YOUR TASK: Count the lines below that hold the word "instead" and say how many, with no other text.

[Opening GIVEN RECORDS section]

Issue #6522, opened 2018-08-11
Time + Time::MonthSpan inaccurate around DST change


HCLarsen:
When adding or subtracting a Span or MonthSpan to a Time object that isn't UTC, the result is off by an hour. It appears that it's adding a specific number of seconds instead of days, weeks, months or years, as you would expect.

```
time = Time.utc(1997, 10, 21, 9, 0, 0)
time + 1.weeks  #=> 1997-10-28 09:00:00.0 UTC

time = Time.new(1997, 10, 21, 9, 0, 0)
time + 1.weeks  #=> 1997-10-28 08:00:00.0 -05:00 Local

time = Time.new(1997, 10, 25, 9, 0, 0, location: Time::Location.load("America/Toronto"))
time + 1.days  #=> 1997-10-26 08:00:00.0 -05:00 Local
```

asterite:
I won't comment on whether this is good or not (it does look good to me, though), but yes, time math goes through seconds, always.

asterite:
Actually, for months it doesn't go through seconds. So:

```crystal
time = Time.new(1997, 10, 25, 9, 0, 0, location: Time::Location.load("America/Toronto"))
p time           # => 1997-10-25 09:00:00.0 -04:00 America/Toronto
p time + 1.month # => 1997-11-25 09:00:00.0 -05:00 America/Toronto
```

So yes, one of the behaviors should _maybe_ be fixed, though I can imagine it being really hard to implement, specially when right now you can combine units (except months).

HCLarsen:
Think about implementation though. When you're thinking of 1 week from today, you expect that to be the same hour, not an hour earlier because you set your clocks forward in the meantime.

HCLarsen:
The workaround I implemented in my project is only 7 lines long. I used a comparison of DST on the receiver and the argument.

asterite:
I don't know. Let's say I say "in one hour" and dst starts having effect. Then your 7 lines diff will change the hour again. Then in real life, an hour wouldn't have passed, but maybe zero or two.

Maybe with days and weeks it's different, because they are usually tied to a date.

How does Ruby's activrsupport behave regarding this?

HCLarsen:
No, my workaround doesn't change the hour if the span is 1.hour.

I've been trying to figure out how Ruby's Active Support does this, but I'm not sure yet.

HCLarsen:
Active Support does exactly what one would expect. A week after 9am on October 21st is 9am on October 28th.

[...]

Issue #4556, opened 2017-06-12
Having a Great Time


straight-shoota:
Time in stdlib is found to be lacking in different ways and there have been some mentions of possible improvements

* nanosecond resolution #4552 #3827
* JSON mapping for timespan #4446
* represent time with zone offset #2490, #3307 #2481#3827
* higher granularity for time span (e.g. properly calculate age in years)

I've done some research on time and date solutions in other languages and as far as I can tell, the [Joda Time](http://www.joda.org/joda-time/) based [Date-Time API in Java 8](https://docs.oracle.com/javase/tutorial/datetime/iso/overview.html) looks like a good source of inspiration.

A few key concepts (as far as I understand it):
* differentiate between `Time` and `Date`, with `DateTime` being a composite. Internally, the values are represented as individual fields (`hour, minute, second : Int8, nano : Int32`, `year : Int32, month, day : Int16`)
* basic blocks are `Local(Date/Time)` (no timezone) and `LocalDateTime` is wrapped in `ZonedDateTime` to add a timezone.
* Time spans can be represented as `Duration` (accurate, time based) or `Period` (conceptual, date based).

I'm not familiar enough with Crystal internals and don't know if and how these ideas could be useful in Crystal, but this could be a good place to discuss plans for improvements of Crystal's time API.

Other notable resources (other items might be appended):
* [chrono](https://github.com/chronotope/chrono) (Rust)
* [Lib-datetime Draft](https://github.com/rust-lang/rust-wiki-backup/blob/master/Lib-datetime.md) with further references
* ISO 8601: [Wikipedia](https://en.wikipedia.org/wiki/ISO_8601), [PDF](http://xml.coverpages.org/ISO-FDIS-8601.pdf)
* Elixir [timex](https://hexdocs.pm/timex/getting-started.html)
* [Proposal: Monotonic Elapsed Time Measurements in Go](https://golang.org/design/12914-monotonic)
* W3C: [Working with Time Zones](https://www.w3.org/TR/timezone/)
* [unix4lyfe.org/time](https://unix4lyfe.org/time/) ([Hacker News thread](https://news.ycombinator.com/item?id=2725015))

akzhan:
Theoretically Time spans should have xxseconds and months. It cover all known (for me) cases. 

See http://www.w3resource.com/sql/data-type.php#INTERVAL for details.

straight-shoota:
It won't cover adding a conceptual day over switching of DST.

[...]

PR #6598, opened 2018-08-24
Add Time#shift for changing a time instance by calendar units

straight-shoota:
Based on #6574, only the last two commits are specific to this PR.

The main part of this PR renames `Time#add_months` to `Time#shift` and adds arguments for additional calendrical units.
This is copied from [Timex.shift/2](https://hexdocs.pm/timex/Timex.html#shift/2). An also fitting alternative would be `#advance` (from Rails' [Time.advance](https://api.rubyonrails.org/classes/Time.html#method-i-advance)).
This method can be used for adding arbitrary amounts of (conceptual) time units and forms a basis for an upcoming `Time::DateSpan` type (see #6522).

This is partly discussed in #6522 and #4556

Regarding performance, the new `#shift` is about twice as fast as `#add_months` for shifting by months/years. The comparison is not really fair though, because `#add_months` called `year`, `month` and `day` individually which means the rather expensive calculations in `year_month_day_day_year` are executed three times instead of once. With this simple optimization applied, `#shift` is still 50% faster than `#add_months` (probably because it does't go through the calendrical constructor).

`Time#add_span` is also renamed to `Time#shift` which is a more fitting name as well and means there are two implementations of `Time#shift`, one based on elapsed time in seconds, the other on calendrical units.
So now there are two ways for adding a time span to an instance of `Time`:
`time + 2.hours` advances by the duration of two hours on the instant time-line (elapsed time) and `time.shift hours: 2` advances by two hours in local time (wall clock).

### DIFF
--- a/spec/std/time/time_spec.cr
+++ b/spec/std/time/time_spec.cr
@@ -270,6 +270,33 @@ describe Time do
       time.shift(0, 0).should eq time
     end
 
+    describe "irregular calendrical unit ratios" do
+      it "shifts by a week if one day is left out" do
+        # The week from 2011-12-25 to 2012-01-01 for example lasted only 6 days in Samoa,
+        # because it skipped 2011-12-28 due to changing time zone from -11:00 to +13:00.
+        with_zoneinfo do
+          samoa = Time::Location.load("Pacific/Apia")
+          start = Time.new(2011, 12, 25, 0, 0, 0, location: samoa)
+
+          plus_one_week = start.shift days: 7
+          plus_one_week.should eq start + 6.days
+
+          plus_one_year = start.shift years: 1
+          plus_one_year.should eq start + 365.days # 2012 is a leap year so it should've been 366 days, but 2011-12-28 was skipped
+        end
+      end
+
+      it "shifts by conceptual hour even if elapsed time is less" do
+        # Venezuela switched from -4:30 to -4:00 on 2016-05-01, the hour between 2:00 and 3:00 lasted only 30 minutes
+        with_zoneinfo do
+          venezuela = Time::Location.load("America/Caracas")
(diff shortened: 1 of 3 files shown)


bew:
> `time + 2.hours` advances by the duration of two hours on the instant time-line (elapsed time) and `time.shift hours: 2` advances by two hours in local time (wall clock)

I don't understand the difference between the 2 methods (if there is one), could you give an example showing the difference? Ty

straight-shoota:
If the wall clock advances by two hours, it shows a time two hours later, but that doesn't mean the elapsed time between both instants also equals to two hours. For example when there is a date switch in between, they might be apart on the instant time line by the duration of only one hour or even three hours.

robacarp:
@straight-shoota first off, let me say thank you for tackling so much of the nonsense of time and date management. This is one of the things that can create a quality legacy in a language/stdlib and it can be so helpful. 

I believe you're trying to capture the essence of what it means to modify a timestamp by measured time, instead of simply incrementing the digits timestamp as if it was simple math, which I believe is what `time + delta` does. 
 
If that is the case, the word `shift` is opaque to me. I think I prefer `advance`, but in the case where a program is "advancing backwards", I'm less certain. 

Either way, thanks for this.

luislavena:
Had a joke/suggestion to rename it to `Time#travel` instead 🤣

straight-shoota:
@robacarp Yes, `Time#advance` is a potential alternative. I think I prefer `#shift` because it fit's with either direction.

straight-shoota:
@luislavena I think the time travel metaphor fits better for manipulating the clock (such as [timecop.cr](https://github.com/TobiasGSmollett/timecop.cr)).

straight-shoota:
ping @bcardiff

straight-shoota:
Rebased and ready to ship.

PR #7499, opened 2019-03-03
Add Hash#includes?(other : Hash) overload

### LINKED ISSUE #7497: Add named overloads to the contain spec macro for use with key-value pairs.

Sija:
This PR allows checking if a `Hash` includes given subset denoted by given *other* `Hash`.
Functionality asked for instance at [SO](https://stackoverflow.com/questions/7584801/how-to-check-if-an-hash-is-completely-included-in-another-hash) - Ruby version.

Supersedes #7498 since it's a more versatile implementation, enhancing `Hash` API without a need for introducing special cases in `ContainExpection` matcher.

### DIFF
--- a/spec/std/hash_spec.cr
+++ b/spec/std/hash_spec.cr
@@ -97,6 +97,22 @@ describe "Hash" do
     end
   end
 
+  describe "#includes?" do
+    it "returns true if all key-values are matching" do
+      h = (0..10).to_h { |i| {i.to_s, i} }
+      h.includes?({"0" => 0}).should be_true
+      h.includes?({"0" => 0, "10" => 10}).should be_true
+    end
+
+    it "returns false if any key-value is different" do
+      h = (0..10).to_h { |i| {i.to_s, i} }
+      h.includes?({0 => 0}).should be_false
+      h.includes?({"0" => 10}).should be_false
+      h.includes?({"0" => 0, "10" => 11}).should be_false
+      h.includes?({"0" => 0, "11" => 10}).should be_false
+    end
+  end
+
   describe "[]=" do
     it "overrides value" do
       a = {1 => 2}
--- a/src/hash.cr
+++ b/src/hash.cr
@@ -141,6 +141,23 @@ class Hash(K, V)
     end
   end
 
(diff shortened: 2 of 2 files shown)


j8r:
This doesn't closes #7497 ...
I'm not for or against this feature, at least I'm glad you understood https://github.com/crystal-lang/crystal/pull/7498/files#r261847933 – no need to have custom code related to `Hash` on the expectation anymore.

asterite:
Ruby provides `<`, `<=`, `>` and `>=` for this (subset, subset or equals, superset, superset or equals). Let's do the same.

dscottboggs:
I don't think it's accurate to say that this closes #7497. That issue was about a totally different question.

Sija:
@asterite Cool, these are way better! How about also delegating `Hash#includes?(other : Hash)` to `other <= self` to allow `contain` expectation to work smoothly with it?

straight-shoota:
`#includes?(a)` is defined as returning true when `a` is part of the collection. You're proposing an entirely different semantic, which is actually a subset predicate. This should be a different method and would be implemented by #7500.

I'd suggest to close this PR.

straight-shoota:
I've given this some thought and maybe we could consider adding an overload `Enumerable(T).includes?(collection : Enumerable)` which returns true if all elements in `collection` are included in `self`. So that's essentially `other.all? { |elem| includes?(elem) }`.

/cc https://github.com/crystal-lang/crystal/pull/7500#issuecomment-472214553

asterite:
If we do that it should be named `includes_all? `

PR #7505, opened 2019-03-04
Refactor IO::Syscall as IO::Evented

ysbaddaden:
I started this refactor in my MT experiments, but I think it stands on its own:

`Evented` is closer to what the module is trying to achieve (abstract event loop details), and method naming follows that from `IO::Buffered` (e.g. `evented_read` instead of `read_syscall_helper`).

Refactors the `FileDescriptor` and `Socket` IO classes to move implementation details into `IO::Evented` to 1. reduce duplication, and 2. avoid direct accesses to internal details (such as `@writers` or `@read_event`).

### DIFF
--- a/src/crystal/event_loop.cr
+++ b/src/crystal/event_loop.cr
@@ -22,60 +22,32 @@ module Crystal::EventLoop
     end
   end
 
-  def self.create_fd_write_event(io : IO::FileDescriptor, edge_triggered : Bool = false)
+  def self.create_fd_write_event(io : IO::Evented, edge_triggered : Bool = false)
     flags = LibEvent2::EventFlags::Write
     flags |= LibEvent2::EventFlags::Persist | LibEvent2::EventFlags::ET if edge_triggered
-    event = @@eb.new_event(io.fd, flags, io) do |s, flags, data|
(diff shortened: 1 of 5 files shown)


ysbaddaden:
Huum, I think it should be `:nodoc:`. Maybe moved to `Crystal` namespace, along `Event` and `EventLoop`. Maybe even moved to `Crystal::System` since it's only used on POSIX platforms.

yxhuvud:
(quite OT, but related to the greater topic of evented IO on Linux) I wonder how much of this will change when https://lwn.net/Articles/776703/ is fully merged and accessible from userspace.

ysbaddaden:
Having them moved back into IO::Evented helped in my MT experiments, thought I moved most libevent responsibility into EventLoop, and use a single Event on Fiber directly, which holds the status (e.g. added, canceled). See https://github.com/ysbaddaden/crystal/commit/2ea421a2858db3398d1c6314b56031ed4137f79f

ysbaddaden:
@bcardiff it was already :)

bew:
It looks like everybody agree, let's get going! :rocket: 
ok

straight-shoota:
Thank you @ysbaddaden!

[Closing GIVEN RECORDS section]

SOLVED EXERCISE: 5